**Task brief:** Whenever "variables" appears in a line, please copy that line from the data.

**Record excerpts:**

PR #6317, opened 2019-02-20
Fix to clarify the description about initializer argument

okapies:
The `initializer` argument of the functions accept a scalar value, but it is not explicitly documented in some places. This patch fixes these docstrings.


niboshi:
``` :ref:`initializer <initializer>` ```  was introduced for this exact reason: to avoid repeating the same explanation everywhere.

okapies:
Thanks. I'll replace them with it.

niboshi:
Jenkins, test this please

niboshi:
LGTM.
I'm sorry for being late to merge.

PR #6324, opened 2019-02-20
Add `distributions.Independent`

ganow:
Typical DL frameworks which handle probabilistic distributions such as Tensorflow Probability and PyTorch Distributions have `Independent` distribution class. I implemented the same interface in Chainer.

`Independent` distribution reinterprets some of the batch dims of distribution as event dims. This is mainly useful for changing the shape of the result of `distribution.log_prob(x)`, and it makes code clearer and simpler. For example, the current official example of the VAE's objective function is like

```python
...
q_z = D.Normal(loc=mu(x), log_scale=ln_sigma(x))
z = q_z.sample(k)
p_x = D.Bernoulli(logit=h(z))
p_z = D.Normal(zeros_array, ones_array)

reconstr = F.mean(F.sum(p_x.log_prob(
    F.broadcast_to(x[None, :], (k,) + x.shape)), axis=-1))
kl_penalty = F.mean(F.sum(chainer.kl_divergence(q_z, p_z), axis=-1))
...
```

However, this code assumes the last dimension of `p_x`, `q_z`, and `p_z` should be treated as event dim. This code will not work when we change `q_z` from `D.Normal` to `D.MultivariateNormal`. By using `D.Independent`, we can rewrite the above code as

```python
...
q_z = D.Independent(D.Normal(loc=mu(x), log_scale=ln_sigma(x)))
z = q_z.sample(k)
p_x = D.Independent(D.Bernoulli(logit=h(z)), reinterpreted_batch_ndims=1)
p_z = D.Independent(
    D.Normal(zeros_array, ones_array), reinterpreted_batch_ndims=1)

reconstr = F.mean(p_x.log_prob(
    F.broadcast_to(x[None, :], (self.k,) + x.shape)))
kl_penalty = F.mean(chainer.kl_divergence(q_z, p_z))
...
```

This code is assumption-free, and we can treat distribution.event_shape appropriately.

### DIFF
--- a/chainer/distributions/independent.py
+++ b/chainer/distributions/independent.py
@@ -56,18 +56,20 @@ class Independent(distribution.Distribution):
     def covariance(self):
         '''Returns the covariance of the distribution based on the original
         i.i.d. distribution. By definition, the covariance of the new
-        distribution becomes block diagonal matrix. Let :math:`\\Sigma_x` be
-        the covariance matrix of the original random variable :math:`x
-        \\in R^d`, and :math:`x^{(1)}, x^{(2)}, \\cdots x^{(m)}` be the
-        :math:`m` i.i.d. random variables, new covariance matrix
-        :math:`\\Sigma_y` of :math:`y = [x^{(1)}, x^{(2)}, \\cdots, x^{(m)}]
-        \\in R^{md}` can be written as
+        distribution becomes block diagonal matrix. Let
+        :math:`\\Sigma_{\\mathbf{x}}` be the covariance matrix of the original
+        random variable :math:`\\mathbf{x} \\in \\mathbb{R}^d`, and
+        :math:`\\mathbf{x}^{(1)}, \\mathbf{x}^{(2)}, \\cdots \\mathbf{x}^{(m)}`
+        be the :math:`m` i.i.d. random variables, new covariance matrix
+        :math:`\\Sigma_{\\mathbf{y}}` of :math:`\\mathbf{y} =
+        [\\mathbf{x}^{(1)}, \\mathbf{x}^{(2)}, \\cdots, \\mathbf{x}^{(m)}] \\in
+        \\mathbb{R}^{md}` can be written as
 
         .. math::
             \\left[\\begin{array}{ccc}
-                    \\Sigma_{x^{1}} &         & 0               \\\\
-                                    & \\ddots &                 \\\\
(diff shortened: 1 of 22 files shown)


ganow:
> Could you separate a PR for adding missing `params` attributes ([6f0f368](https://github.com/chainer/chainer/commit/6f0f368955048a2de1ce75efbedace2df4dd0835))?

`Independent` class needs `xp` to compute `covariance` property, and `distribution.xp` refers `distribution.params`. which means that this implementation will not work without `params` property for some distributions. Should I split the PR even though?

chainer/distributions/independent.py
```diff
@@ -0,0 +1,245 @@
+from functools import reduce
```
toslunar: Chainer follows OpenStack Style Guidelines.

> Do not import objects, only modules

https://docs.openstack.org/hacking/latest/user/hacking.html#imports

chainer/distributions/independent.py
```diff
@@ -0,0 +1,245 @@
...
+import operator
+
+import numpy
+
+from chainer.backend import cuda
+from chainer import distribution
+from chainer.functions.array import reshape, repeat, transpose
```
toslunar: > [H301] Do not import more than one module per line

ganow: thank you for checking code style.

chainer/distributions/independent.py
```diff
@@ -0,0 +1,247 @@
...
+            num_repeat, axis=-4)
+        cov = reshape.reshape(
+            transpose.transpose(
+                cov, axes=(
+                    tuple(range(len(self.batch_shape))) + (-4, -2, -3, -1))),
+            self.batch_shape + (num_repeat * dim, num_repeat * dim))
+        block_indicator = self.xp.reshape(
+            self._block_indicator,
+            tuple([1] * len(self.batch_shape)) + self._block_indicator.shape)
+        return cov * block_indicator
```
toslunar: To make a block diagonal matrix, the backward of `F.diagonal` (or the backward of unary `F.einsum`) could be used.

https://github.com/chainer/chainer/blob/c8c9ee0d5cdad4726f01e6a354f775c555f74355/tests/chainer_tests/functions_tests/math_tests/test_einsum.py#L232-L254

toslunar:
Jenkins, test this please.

**Expected answer:**
-        :math:`m` i.i.d. random variables, new covariance matrix
+        be the :math:`m` i.i.d. random variables, new covariance matrix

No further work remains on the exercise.